Thursday, February 27, 2014

Sapir as Crystal or Diamond

In parashat Pekudei we have an enumeration of the stones in the Choshen, such as (Shemot 39):

יא  וְהַטּוּר, הַשֵּׁנִי--נֹפֶךְ סַפִּיר, וְיָהֲלֹם.11 And the second row, a carbuncle, a sapphire, and an emerald.

But this list can be potentially pretty useless since unlike common words like אמר and שמר, these are uncommonly used words in a very narrow domain (gemology). And since the meaning of words shifts over time, we cannot be sure we are speaking of the same item. For instance, many say that Biblical sappir is not sapphire rather lapis lazuli.

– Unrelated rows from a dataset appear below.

PR #1632, opened 2022-09-12
Use host/bmh status to determine infra env hosts tab warning

jtomasek:
Fixes BZ2126047


src/cim/components/InfraEnv/InfraEnvHostsTabAgentsWarning.tsx
```diff
@@ -1,28 +1,54 @@
...
+  const bmhsWithoutAgents = infraBMHs.filter((bmh) =>
+    agentsBMHNames.includes(bmh.metadata?.name || ''),
   );
+
+  const agentStates = infraAgents.map((agent) => getAgentStatus(agent, true).status);
+  const bmhStates = bmhsWithoutAgents.map((bmh) => getBMHStatus(bmh).state);
+
+  const hostStates = [...agentStates, ...bmhStates];
+
+  const problemStates = [
```
rawagner, line 32: how about adding `type` to `HostStatusDef` ? So we have all these in one place

jtomasek: Quite often the list differs based on the specific use case. In other words, there will be cases when the list of states belonging to a certain status type will differ and the type property on the HostStatusDef would not be correct. So I am inclined to keeping the list just here.

rawagner (approved):

ammont82 (approved):

PR #1634, opened 2022-09-13
MGMT-11687 - Static IP form view generates vlan nmstate yaml with unnecessary ethernet interface

jgyselov:
https://issues.redhat.com/browse/MGMT-11687

Generated yaml examples:
[old_nmstate.txt](https://github.com/openshift-assisted/assisted-ui-lib/files/9556402/old_nmstate.txt)
[new_nmstate.txt](https://github.com/openshift-assisted/assisted-ui-lib/files/9556403/new_nmstate.txt)


batzionb:
@jgyselov 
A change in the serialization (frontend -> backend) in file [formDataToInfraEnvField.ts](https://github.com/openshift-assisted/assisted-ui-lib/blob/master/src/ocm/components/clusterConfiguration/staticIp/data/formDataToInfraEnvField.ts)
Might require a change in the deserialization (backend -> frontend) in the file [formDataFromInfraEnvField.ts](https://github.com/openshift-assisted/assisted-ui-lib/blob/master/src/ocm/components/clusterConfiguration/staticIp/data/formDataFromInfraEnvField.ts)

src/ocm/components/clusterConfiguration/staticIp/data/formDataToInfraEnvField.ts
```diff
@@ -74,36 +76,44 @@ const getNmstateObject = (
...
-    });
+    if (networkWide.useVlan && networkWide.vlanId) {
+      const vlanInterface = getVlanInterface(
+        REAL_NIC_NAME,
+        networkWide.vlanId,
+        realProtocolConfigs,
+      );
+
+      interfaces.unshift(vlanInterface);
+      routeConfigs.forEach((route) => {
```
batzionb, line 103: updating routeConfigs for vlan is not required anymore, what's done in line 90 is already correct

src/ocm/components/clusterConfiguration/staticIp/data/formDataToInfraEnvField.ts
```diff
@@ -74,36 +76,44 @@ const getNmstateObject = (
         ),
       };
       nicName = getDummyNicName(protocolVersion);
-      interfaces.push(getEthernetInterface(nicName, protocolConfigs));
+
+      if (networkWide.useVlan && networkWide.vlanId) {
```
batzionb, line 80: I suggest a function
getInterface, that gets the name, protocolConfigs and networkWide.
It will return EthernetInterface | VlanInterface (actually these types can be combined now to type Interface with optional vlan section)
It should be reused in line 95
This will make this function much more readable, it's becoming hard to maintain

batzionb (changes requested):

src/ocm/components/clusterConfiguration/staticIp/data/formDataToInfraEnvField.ts
```diff
@@ -74,36 +75,28 @@ const getNmstateObject = (
...
-      interfaces.push(getEthernetInterface(nicName, protocolConfigs));
+      interfaces.push(getInterface(nicName, protocolConfigs, networkWide));
     }
+
     routeConfigs.push(
-      getRouteConfig(protocolVersion, networkWide.ipConfigs[protocolVersion].gateway, nicName),
+      getRouteConfig(
+        protocolVersion,
+        networkWide.ipConfigs[protocolVersion].gateway,
+        networkWide.useVlan && networkWide.vlanId ? `${nicName}.${networkWide.vlanId}` : nicName,
```
batzionb, line 85: One last polish? :)
The code to generate the vlan name repeats itself also in the function getInterface
Would be nice to have it in a function, something like getVlanNicName

batzionb (dismissed):

src/ocm/components/clusterConfiguration/staticIp/data/formDataToInfraEnvField.ts
jgyselov: Done :slightly_smiling_face:

batzionb (approved):

celdrake (approved):
Tested and I can see that the generated format is correct :100:

PR #1636, opened 2022-09-13
MGMT-11710 - "We lost that page" displays when BE is unavailable

jgyselov:
https://issues.redhat.com/browse/MGMT-11710

No redirect will happen and a generic error will be shown.

https://user-images.githubusercontent.com/87187179/189924125-07c643b7-4043-48a7-9a88-3aadb9c7d8f3.mp4

### DIFF
--- a/src/ocm/components/clusters/ClusterPage.tsx
+++ b/src/ocm/components/clusters/ClusterPage.tsx
@@ -180,7 +180,11 @@ const ClusterPage: React.FC<RouteComponentProps<MatchParams>> = ({ match }) => {
     );
   }
 
-  return <Redirect to="/clusters" />;
+  return (
+    <PageSection variant={PageSectionVariants.light} isFilled>
+      <ErrorState fetchData={fetchCluster} actions={errorStateActions} />
+    </PageSection>
+  );
 };
 
 export default ClusterPage;


jkilzi:
@jgyselov can please show how this would look inside the uhc-portal? (I just want to verify it won't redirect to a different page when the API is down). 
Also, @lalon4 asked for an automatic retry mechanism. Can we do that?

jgyselov:
> @jgyselov can please show how this would look inside the uhc-portal? (I just want to verify it won't redirect to a different page when the API is down).

What you see in the video _in my original comment_ is UHC portal, but I suppose you mean when viewed through the cluster detail going from the OCM clusters list? Currently, an error there makes the AI card disappear but doesn't redirect anywhere. We can either keep it that way, or we could display an error as well.

https://user-images.githubusercontent.com/87187179/189936174-a6183200-66c6-495a-bae8-2352b3bb8253.mp4

> Also, @lalon4 asked for an automatic retry mechanism. Can we do that?

There is a **try again** button to fetch the cluster+hosts in the error component and the cluster polling is still running. Is that enough?

ammont82 (approved):

celdrake:
> There is a **try again** button to fetch the cluster+hosts in the error component and the cluster polling is still running. Is that enough?

I don't think that would enough, because instead of going to a different page, now Cypress will see the error message. 
But it wouldn't know if this is a one-off, and would make the tests less consistent.

I think we could see if we can retry the request twice, and only if it fails twice, we'd show the error message.

jgyselov:
We closed the Jira issue as duplicate so I'm closing this PR as well.

PR #1668, opened 2022-09-30
WIP MGMT-11268 nutanix integration

celdrake:
WIP - needs to send the correct data when the platform integration is selected.


src/ocm/hooks/useClusterSupportedPlatforms.ts
```diff
@@ -41,7 +47,8 @@ export default function useClusterSupportedPlatforms(clusterId: string) {
   }, [error, addAlert, clusterId, alerts]);
 
   return {
-    isPlatformIntegrationSupported,
+    isPlatformIntegrationSupported: supportedPlatformIntegration !== undefined,
+    supportedPlatformIntegration: supportedPlatformIntegration as SupportedPlatformIntegrationType,
```
jkilzi, line 51: This should work the other way around. If `isPlatformIntegrationSupported` is true then `supportedPlatformIntegration` should hold a useful value.

Also the logic assigning the value to `supportedPlatformIntegration` is not correct now. The API could return something like: `['nutanix', 'vsphere']`. In this case the platform integration is not supported! Although, through the API might be possible to discover different hosts from different VM platforms, in the UI we allow integration only when all the hosts are originated from the same platform vendor (either Nutanix or VMware/vSphere).

jkilzi (changes requested):

src/ocm/hooks/useClusterSupportedPlatforms.ts
celdrake: Based on what we discussed, I assumed the platform integration must be unique. Meaning there cannot be mixed hosts of different platforms. So how would the UI know which of the platform is needs to use for the integration, if there is more than 1? The `cluster.platform.type` can hold a single value

src/common/selectors/clusterSelectors.ts
```diff
@@ -125,5 +125,7 @@ export const selectSchedulableMasters = (cluster: Cluster): boolean => {
   return cluster.schedulableMasters || false;
 };
 
+export const SupportedPlatformIntegrations = ['vpshere', 'nutanix'];
```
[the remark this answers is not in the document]
celdrake: I prefer that the UI is explicit about which `PlatformTypes` it considers as platform integration.
By doing this, if a new value is added on the BE, the UI would work as it did before that change. Whereas if we negate it to "anything but baremetal or none", we are not in control of when a new "platform" is enabled and we cannot say for sure if this new platform would work fine (or maybe it wasn't an actual platform integration)

celdrake:
Closing in favor of https://github.com/openshift-assisted/assisted-ui-lib/pull/1667

PR #1669, opened 2022-10-02
MGMT-10626: Add reclaiming and reclaiming-rebooting host states

mareklibra:


jkilzi (dismissed):

src/common/api/swagger.yaml
```diff
@@ -5915,6 +5921,7 @@ definitions:
       - 'belongs-to-majority-group'
       - 'valid-platform-network-settings'
       - 'ntp-synced'
+      - 'time-synced-between-host-and-service'
```
celdrake, line 5924: Adding this constant requires an update of `src/common/config/constants`.
It already has a missing key, `service-has-sufficient-spoke-kube-api-access`, so ideally we can fix the two issues in this PR.

celdrake (changes requested):

jtomasek (changes requested):
I think the new statuses need to be also added to `AGENT_FOR_SELECTION_STATUSES` list in the `src/cim/components/helpers/agents.ts`. Also they need to be added to the condition in `src/common/components/hosts/HostStatus.ts` (line 111 next to 'unbinding') to ensure a correct popover is displayed.

src/common/api/swagger.yaml
mareklibra: Time passed, the API was updated within another PR so removing the commit here.

celdrake (approved):

jtomasek (approved):

PR #1670, opened 2022-10-03
Bug 2131292: Enhance version calculation from releaseImage

jtomasek:
* Enhance the version calculation from release image url
* fall back to clusterImageSet name when the version is not retrieved from release image url

Fixes BZ2131292

Signed-off-by: Jiri Tomasek <jtomasek@redhat.com>


src/cim/components/helpers/versions.ts
```diff
@@ -2,13 +2,8 @@ import uniqBy from 'lodash/uniqBy';
...
 
-export const getVersionFromReleaseImage = (releaseImage = '') => {
-  const match = /.+:(.*)-/gm.exec(releaseImage);
-  if (match && match[1]) {
-    return match[1];
-  }
-  return '';
-};
+export const getVersionFromReleaseImage = (releaseImage = '') =>
+  (releaseImage.split(':')[1] || '').split('-')[0];
```
rawagner, line 6: I think it would be a bit better to take the last part of the `split` ,not the second one
```suggestion
  const releaseImageParts = releaseImage.split(':')
  return releaseImageParts[releaseImageParts.length-1] || '').split('-')[0]
```

jtomasek: Updated, thanks.

ammont82 (approved):

PR #1673, opened 2022-10-04
MGMT-11294 default network type on creation

celdrake:
https://issues.redhat.com/browse/MGMT-11294

The UI should not set the `network_type` when a cluster is created, it's the Backend's responsability based on many different rules.

- Stop sending `networkType` when a cluster is created
- Do not modify `networkType` for the user, unless the existing choice is not valid for the changes they are doing (eg. SDN cannot be used for DualStack clusters)
- NetworkType has been move outside the "advanced settings" section. The current behaviour of the block is to reset the settings to their default values if the section is unselected, meaning the UI would need to know the default networkType for the cluster.
This avoid duplicating the backend logic for the default networkType also in the UI.

NetworkType moved outside "advanced settings"
network-type-outside

PR for e2e tets adaptations: https://gitlab.cee.redhat.com/ocp-edge-qe/kni-assisted-installer-auto/-/merge_requests/912/

### DIFF
--- a/src/ocm/components/clusterConfiguration/networkConfiguration/StackTypeControl.tsx
+++ b/src/ocm/components/clusterConfiguration/networkConfiguration/StackTypeControl.tsx
@@ -8,14 +8,16 @@ import {
   HostSubnets,
   NetworkConfigurationValues,
   getFieldId,
-  getDefaultNetworkType,
   DUAL_STACK,
   IPV4_STACK,
+  NETWORK_TYPE_OVN,
+  NETWORK_TYPE_SDN,
   NO_SUBNET_SET,
   Cluster,
   ClusterNetwork,
   MachineNetwork,
   ServiceNetwork,
+  canSelectNetworkTypeSDN,
 } from '../../../../common';
 import { ConfirmationModal, PopoverIcon } from '../../../../common/components/ui';
 import { useDefaultConfiguration } from '../ClusterDefaultConfigurationContext';
@@ -66,7 +68,6 @@ export const StackTypeControlGroup = ({
 
   const setSingleStack = React.useCallback(() => {
     setFieldValue('stackType', IPV4_STACK);
-    setFieldValue('networkType', getDefaultNetworkType(isSNO, false));
 
     if (values.machineNetworks && values.machineNetworks?.length >= 2) {
       setFieldValue('machineNetworks', values.machineNetworks.slice(0, 1));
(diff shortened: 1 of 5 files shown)


ammont82 (approved):

src/ocm/components/clusterConfiguration/networkConfiguration/StackTypeControl.tsx
```diff
@@ -90,9 +90,12 @@ export const StackTypeControlGroup = ({
 
   const setDualStack = () => {
     setFieldValue('stackType', DUAL_STACK);
-    setFieldValue('networkType', getDefaultNetworkType(isSNO, true));
     setFieldValue('vipDhcpAllocation', false);
 
+    if (values.networkType === NETWORK_TYPE_SDN && !canSelectNetworkTypeSDN(isSNO, true)) {
```
jgyselov, line 95: Isn't the `&& !canSelectNetworkTypeSDN(isSNO, true)` part unnecessary?

jgyselov (approved):

src/ocm/components/clusterConfiguration/networkConfiguration/StackTypeControl.tsx
celdrake: With the current rules, yes it's unnecessary.

But I think this way is better because the code is being explicit as to why it's modifying the networkType, and also because if the rules ever change of when SDN is a valid option, then the only change needed is in `canSelectNetworkTypeSDN`.

Anyway, it can be removed so whatever you feel is better.

celdrake: The answer to the last question is no, because SDN was selectable for a previous status of the cluster (its stackType, and whether or not it's an SNO). And now we're checking if the clusters' new status (eg a change in its stackType) lets us keep the existing selection.

This is what the second part of the IFs tries to be clear about, that we're only updating networkType because now its value becomes invalid.

As I mentioned it can be removed, so it may be the best option to do so.

jgyselov: How is it relevant that SDN was selectable in the previous state if we the networking type value is currently SDN and we are changing it to OVN anyway?

jgyselov: Anyway, I was just trying to understand if there was a good reason to keep it there. But I do think it's best if this part of the condition is removed.

celdrake: I understand your point, and I'll remove it

jgyselov (approved):

ammont82 (approved):

PR #1674, opened 2022-10-05
Adds InlineInfoAlert and InlineLink components

jkilzi:


jgyselov (commented):
Do we really need additional components that just specify two prop values?

celdrake:
> Do we really need additional components that just specify two prop values?

I'm kindof the same opinion. Also, looking at the codebase, we have a mixture of inline and not inline AlertInfo, so we'd not even be able to refactor all of them.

So it is not surprising that there is further dispute about the identity of Sappir. According to the quote that follows, Rav Saadia Gaon identified it as crystal while Michlal Yofi, on the basis of a Midrash Eicha Rabbati identified it as diamond.

Thus, from the collected commentary of Saadia Gaon on Torah:

" נֹפֶךְ סַפִּיר -- And the Gaon explained that Sappir was white, and that it is what they called in foreign tongue kristal.  
[Josh: To interject:

crystal (n.) Look up crystal at

Old English cristal "clear ice, clear mineral," from Old French cristal (12c., Modern French crystal), from Latin crystallus "crystal, ice," from Greek krystallos, from kryos "frost," from PIE root *kru(s)- "hard, hard outer surface" (see crust). Spelling adopted the Latin form 15c.-17c. The mineral has been so-called since Old English; it was regarded by the ancients as a sort of fossilized ice. As a shortened form of crystal-glass it dates from 1590s. As an adjective, from late 14c.

And in the Midrash [Eicha Rabbati , on the pasuk in Eicha 4:7:
ז  זַכּוּ נְזִירֶיהָ מִשֶּׁלֶג, צַחוּ מֵחָלָב; אָדְמוּ עֶצֶם מִפְּנִינִים, סַפִּיר גִּזְרָתָם.  {ס}7 Her princes were purer than snow, they were whiter than milk, they were more ruddy in body than rubies, their polishing was as of sapphire; {S}

and specifically on   סַפִּיר גִּזְרָתָם -- the sappir is something which is kal [or else kasheh]. Rabbi Pinchas said] 
'there was an incident with a certain person who went to sell a sappir in Rome. The purchaser said to him, "I am purchasing it in order to investigate its properties." He placed it upon a sheet and began to strike it with a hammer. The hammer broke and the sappir stayed in its place.' 
And according to this Midrash, this is the gem they call the diamond, and it is white and pure, end quote." (Michlal Yoffi citing Rav Saadia Gaon za'l on Eicha)

I am not sure where the quote of Saadia Gaon ends and Michlal Yoffi begins.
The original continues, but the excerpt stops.